I think we’re talking about two distinct use cases here. Hence the contention.
1. Better media handling for kind 1 events.
2. Generic hash addressable file mapping events
It would be ideal if we can somehow share much of the implementation, and at least overlap in language.
For #1, querying for a second event when a single image is the most popular with a blur-hash for nicer UX is a 90% use case. Querying for a kind 1 event, and then parsing and then querying for a kind 1063, and then either http/torrent fetch isn’t likely to perform well for clients with timeline views rendering.
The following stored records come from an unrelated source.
PR #205, opened 2016-02-04
Make "ignored" classes, interfaces or records ignored rust types as well

### LINKED ISSUE #201: Failure to ignore a class when passed in a container
```toml
[options]
girs_dir = "gir-files"
library = "Gio"
version = "2.0"
min_cfg_version = "2.32"
target_path = "."
work_mode = "normal"
external_libraries = [
    "GLib",
    "GObject",
]

generate = [
    "Gio.AppInfo",
    "Gio.AppLaunchContext",
]
```

```rust
    pub fn get_display<T: IsA<AppInfo>>(&self, info: &T, files: &[File]) -> Option<String> {
        unsafe {
            from_glib_full(ffi::g_app_launch_context_get_display(self.to_glib_none().0, info.to_glib_none().0, files.to_glib_none().0))
        }
    }
```

gkoz:
Fix #201

### DIFF
--- a/src/analysis/rust_type.rs
+++ b/src/analysis/rust_type.rs
@@ -94,7 +94,7 @@ fn rust_type_full(env: &Env, type_id: library::TypeId, nullable: Nullable, ref_m
         let rust_type_with_prefix = rust_type.map(|s| format!("{}::{}",
             crate_name(&env.library.namespace(type_id.ns_id).name), s));
         if env.type_status(&type_id.full_name(&env.library)).ignored() {
-            rust_type = Err(rust_type_with_prefix.as_str().into());
+            rust_type = Err(format!("/*Ignored*/{}", rust_type_with_prefix.as_str()));
         } else {
             rust_type = rust_type_with_prefix;
         }
@@ -165,9 +165,7 @@ pub fn parameter_rust_type(env: &Env, type_id:library::TypeId,
             Bitfield(..) => format_parameter(rust_type, direction),
 
         Record(..) => {
-            if env.type_status(&type_id.full_name(&env.library)).ignored() {
-                Err(format!("/*Ignored*/{}", rust_type.as_str()))
-            } else if direction == library::ParameterDirection::InOut {
+            if direction == library::ParameterDirection::InOut {
                 Err(format!("/*Unimplemented*/{}", rust_type.as_str()))
             } else {
                 rust_type
@@ -177,9 +175,6 @@ pub fn parameter_rust_type(env: &Env, type_id:library::TypeId,
         Class(..) |
             Interface (..) => {
             match direction {
-                _ if env.type_status(&type_id.full_name(&env.library)).ignored() => {
-                    Err(format!("/*Ignored*/{}", rust_type.as_str()))
-                }
                 library::ParameterDirection::In |
                     library::ParameterDirection::Out |
                     library::ParameterDirection::Return => rust_type,
--- a/src/analysis/rust_type.rs
+++ b/src/analysis/rust_type.rs
@@ -7,12 +7,46 @@ use nameutil::crate_name;
 use super::conversion_type::ConversionType;
 use traits::*;
 
-pub type Result = result::Result<String, String>;
+#[derive(Clone, Debug, PartialEq, Eq)]
+pub enum TypeError {
+    Ignored(String),
+    Mismatch(String),
+    Unimplemented(String),
+}
 
-impl AsStr for Result {
-    #[inline]
-    fn as_str(&self) -> &str {
-        self.as_ref().unwrap_or_else(|s| s)
+pub type Result = result::Result<String, TypeError>;
+
+fn into_inner(res: Result) -> String {
+    use self::TypeError::*;
+    match res {
+        Ok(s) |
+            Err(Ignored(s)) |
+            Err(Mismatch(s)) |
+            Err(Unimplemented(s)) => s,
+    }
+}
+
+impl IntoString for Result {
+    fn into_string(self) -> String {
+        use self::TypeError::*;
+        match self {
+            Ok(s) => s,
+            Err(Ignored(s)) => format!("/*Ignored*/{}", s),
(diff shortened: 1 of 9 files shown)


src/analysis/rust_type.rs
```diff
@@ -91,14 +112,22 @@ fn rust_type_full(env: &Env, type_id: library::TypeId, nullable: Nullable, ref_m
...
-            rust_type = Err(rust_type_with_prefix.as_str().into());
-        } else {
-            rust_type = rust_type_with_prefix;
+            rust_type = Err(rust_type.as_str().to_owned());
+        }
+        rust_type = rust_type.map_any(|s| format!("{}::{}",
+            crate_name(&env.library.namespace(type_id.ns_id).name), s));
+    }
+
+    if let Err(s) = rust_type {
```
EPashkin: This condition is true on other errors, like "Unsupported"

src/analysis/rust_type.rs
```diff
@@ -65,9 +65,30 @@ fn rust_type_full(env: &Env, type_id: library::TypeId, nullable: Nullable, ref_m
 
         Enumeration(ref enum_) => Ok(enum_.name.clone()),
         Bitfield(ref bitfield) => Ok(bitfield.name.clone()),
-        Record(ref record) => Ok(record.name.clone()),
-        Interface(ref interface) => Ok(interface.name.clone()),
-        Class(ref klass) => Ok(klass.name.clone()),
+        Record(ref record) => {
+            if env.type_status(&type_id.full_name(&env.library)).ignored() {
```
EPashkin: Repeated 3 times -> better make function, may include adding /*Ignored*/

src/analysis/rust_type.rs
gkoz: This is getting out of hand, I'll think about adding an enum that would also handle the "Unsupported" and "Ignored" comment.

EPashkin: Not better just add `check_for_ignored: bool` and check it here?
Then also functions will not needed.

src/analysis/rust_type.rs
gkoz: They can probably be collapsed into a single match arm because using `Type::get_name`.

EPashkin: Yes, with enumeration and bitfield also

EPashkin: If you will collapse matches, remove two TODOs about checking `library::Type::get_name()`

src/analysis/rust_type.rs
```diff
@@ -146,29 +193,24 @@ pub fn parameter_rust_type(env: &Env, type_id:library::TypeId,
...
             }
         }
         Alias(ref alias) => {
-            let res = format_parameter(rust_type, direction);
-            if parameter_rust_type(env, alias.typ, direction, nullable, ref_mode).is_ok() {
-                res
-            } else {
-                res.and_then(|s| Err(s))
-            }
+            let rust_type = rust_type.map_any(|s| format_parameter(s, direction));
```
EPashkin: Can this be moved into `and_then` ?

EPashkin: Now `Atom` shows as `/*Ignored*/gdk::Atom_` (Ex. in `gtk_text_buffer_register_serialize_tagset`)
Seems this not equal change.

gkoz:
I think I got `Alias` right now.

Not all Nostr referenced files need
a kind 1 event pair/parent.
There is the option for relays to optionally embed related/child events, say in a new parent event key, like related_events: [] or similar. I suspect we need something like this anyway. Similar to how the first event a relay sends for that pubkey could embed the profile/meta event - as it’s always desirable (ignoring dupe response data across relay connections).
For #2, it’s building a file system like mapping inode that can be used for all file types and different hosting/access approaches. It’s more usable by all event kinds in future.
I think we will likely end up with two separate approaches. If a kind 1 wants greater redundancy or media access methods, it should likely then default to the kind 1063 approach - basically advanced mode. Else, it can use simple mode.
However, it’s also worth research other exisiting projects and approaches more.. as we may not the approach angle correct.